*What needs to be done*: Examine each line of the listing below. Copy those in which the string "import" appears.

*** Provided records Section Begins ***

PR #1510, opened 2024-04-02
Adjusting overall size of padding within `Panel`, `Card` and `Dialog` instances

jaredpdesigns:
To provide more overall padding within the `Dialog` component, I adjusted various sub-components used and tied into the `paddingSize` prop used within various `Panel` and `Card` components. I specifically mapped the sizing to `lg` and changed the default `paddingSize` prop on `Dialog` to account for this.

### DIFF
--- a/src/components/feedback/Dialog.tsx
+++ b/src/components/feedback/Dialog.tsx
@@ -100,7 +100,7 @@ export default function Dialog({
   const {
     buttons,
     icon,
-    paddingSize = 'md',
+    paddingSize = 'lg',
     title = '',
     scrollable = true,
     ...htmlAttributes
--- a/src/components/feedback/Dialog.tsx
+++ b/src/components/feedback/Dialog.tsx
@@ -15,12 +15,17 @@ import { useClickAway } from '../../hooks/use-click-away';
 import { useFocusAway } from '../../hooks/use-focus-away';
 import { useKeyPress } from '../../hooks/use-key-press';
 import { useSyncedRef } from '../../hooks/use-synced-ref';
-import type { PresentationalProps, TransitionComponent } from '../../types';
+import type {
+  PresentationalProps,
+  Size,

*** Provided records Section Ends ***
*** Provided records Section Begins ***

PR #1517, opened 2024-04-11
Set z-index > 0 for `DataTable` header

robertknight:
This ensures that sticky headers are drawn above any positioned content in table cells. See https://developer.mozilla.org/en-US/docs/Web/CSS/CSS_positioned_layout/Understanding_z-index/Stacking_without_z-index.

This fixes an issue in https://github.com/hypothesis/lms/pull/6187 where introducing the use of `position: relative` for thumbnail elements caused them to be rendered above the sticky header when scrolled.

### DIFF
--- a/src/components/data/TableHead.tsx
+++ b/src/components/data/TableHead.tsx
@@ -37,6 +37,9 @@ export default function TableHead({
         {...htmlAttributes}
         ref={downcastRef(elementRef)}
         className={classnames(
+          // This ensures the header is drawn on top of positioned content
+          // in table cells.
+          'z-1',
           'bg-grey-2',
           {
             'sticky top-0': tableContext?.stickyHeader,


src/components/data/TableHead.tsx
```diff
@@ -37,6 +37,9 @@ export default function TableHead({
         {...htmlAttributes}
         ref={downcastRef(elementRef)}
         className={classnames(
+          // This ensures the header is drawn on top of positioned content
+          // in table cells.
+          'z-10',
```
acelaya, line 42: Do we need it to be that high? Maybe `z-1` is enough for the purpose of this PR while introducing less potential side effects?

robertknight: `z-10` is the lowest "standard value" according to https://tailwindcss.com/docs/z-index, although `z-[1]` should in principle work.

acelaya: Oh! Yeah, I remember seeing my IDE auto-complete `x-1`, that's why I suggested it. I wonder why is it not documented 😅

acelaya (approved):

*** Provided records Section Ends ***

*Your response*:
@@ -15,12 +15,17 @@ import { useClickAway } from '../../hooks/use-click-away';
 import { useFocusAway } from '../../hooks/use-focus-away';
 import { useKeyPress } from '../../hooks/use-key-press';
 import { useSyncedRef } from '../../hooks/use-synced-ref';
-import type { PresentationalProps, TransitionComponent } from '../../types';
+import type {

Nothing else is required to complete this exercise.